No, you aren't being ridiculous! You need to be very careful with tanks that size. Check your house carefully, make sure the beams are strong enough (not rotting) or you'll find your tank in the basement. We have our 90 gallon sitting on a steel I-beam.


----------



## ameekplec. (May 1, 2008)

In an older house with only timber construction, I'd go with down stairs, or have something installed to support the floor from below.

120g water only is 1400lbs. Filled with substrate and rocks for deco, you're probably going to be pushing 1600lbs, so I'd go with Tabatha and have the structural soundness evaluated before going on with anything.

BTW, is it going to be a four foot 120g or a six foot 125? Personally, I'd go with six; everybody knows, longer is better


----------



## Westender (Mar 24, 2006)

Even in newer houses you want to make sure the tank is along a supporting wall. I have a 100 year old house and I ran a steel support beam under my 100. 

I had a 125 in a new house in Richmond Hill about 10 years ago. It just about took the floor out - in the end I moved it into the basement.


----------



## js97 (Jun 11, 2008)

Gees eh. a lot to consider.

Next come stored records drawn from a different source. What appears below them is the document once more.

PR #6799, opened 2025-03-27
H-4296: Remove docs reference to `Empty List` data type as a primitive

vilkinsons:

Removes references to `Empty List` as a primitive data type from the docs.

### DIFF
--- a/apps/hashdotai/guide/04_types/04_data-types.mdx
+++ b/apps/hashdotai/guide/04_types/04_data-types.mdx
@@ -28,7 +28,6 @@ The following primtive data types are also supported in HASH:
 - `Null`: A placeholder value representing 'nothing'
 - `Object`: A plain JSON object with no predefined structure
 
-Historically, an `Empty List` data type was also supported, ensuring that all possible values representable within JavaScript Object Notation (JSON) were also representable in HASH by default, but this was later removed as a generally-available "primitive".
 
 </Toggle>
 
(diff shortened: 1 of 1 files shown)


vilkinsons:
@CiaranMn Should we just lose line 31 entirely, do you think?

apps/hashdotai/guide/04_types/04_data-types.mdx
```diff
@@ -19,15 +19,16 @@ HASH contains a series of primitive data types, which are widely used, and from
...
+<Toggle title="Advanced primitive data types">
 
-The following primtive data types are also supported in HASH, ensuring that all values representable within JavaScript Object Notation (JSON) are also representable in HASH:
+The following primtive data types are also supported in HASH:
 
 - `Null`: A placeholder value representing 'nothing'
 - `Object`: A plain JSON object with no predefined structure
-- `Empty List`: An empty List
+
+Historically, an `Empty List` data type was also supported, ensuring that all possible values representable within JavaScript Object Notation (JSON) were also representable in HASH by default, but this was later removed as a generally-available "primitive".
```
vilkinsons, line 31:
```suggestion
Historically, an `Empty List` data type was also provided, ensuring that all possible values representable within JavaScript Object Notation (JSON) were also provided for by primitive data types in HASH (by default). This was later removed, and to replicate its functionality (if required) you should use an array without any elements.
```

vilkinsons: @TimDiekmann Is this accurate/could it be better explained?

TimDiekmann: I would probably just drop that line TBH

CiaranMn: Agreed

vilkinsons:
```suggestion
```

PR #6828, opened 2025-03-31
H-4252: Adjust J-Expr to new syntax

indietyp:

During the GB we have slightly adjusted the syntax to be less complicated. These changes should be upstreamed to J-Expr.
As capabilities have expanded significantly and some changes were more intrusive than others I've decided to overhauled the parser (or parts of the parser) to be more up to the language specification we outlined.

Additionally the parser and lexer are now fully tested and boast an exhaustive test suite.
I also took this as an opportunity to bring the error messages and the errors that we report up to a new level. Specifically we've moved away from more generic to more specific errors to help guide the user to a solution.

This PR:

The changes in this PR:

The changes in this PR:


libs/@local/hashql/syntax-jexpr/src/lexer/snapshots/hashql_syntax_jexpr__lexer__test__emoji_family.snap
```diff
@@ -0,0 +1,14 @@
+---
+source: libs/@local/hashql/syntax-jexpr/src/lexer/mod.rs
+description: Family emoji with zero-width joiners
+expression: 👨‍👩‍👧‍👦
```
TimDiekmann, line 4: I appreciate you're testing multiple emojis, but isn't one enough? 😄

libs/@local/hashql/syntax-jexpr/src/parser/array/snapshots/hashql_syntax_jexpr__parser__array__visit__tests__unclosed_array.snap
```diff
@@ -0,0 +1,14 @@
...
+---
+[31m[lexer::lexer::unexpected-eof] Error:[0m Lexer
+   ╭─[ <unknown>:1:6 ]
+   │
+ 1 │ [1, 2
+   │      │ 
+   │      ╰─ Unexpected end of file
+   │ 
+   │ Help: Make sure all expressions, brackets, and string literals are properly closed
+───╯
```
TimDiekmann, line 14: I guess this is the best we can do here? (Absolutely fine with an EOF error)

TimDiekmann (approved):
I have a few minor questions, but it looks great, very good test coverage!

libs/@local/hashql/syntax-jexpr/src/lexer/snapshots/hashql_syntax_jexpr__lexer__test__trailing_comma.snap
```diff
@@ -0,0 +1,6 @@
+---
+source: libs/@local/hashql/syntax-jexpr/src/lexer/mod.rs
+description: Array with trailing comma
+expression: "[1, 2, 3,]"
```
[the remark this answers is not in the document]
indietyp: We don't support this, we only lex it. The parser is currently 100% compliant with the JSON spec. In the future we can opt to demote some diagnostics (like single - or even multiple - trailing commas) to a diagnostic or just swallow them. But I left that as an exercise for later because it's easier to write a correct parser first, and then make some affordances to the user than the other way around.

libs/@local/hashql/syntax-jexpr/src/lexer/snapshots/hashql_syntax_jexpr__lexer__test__emoji_family.snap
indietyp: Sadly not. Emoji are a mind field, and depending on the type of multi-byte emoji and how they're joined the representation in e.g. ariadne or during parsing is different. It's a world full of fun and adventure.

libs/@local/hashql/syntax-jexpr/src/parser/array/snapshots/hashql_syntax_jexpr__parser__array__visit__tests__unclosed_array.snap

Yeah it would definitely be along a wall somewhere, but I guess I will have to get someone to look at it. was hoping to put it on the main floor, 
maybe I'll downsize to a 75 long... lol.

Was hoping for the 125 long...


----------



## I_dude (May 9, 2008)

Just to add a one more thing.
Be careful of stacking tanks.
Much better pressure distribution wise on the floor to have them side by side

I did some math once to see the effect and oh man you can do some serious damage to your floor if you stack tanks willy nilly


----------



## planter (Jun 9, 2008)

It never hurts to be safe. It also depends if the tank is a long or a tall... ETC. Also another factor is the stand. A steel stand will have all of the weight over the legs. If it's a wooden stand chances are that the weight is distributed a little more. A six foot 125 on a wooden stand does not put that much stress on a floor .


----------



## ameekplec. (May 1, 2008)

js97 said:


> Was hoping for the 125 long...


Me too!!

Make sure that the wall that you're having it against is a load bearing wall too.


----------



## Riceburner (Mar 14, 2008)

I didn't even bother with upstairs...when I did my basement I set up a spot for the big tank. Nice and level and with outlets. didn't plan on the 2nd tank, so it's in a spot that's not perfectly level....will have to build a stand to compensate...and run some power to it too.


----------



## js97 (Jun 11, 2008)

Well..now that we have conquered the physical aspect of having a 120g tank...


what about convincing your significant other/parents of having ANOTHER tank.... lol... especially when it's 6 feet long? 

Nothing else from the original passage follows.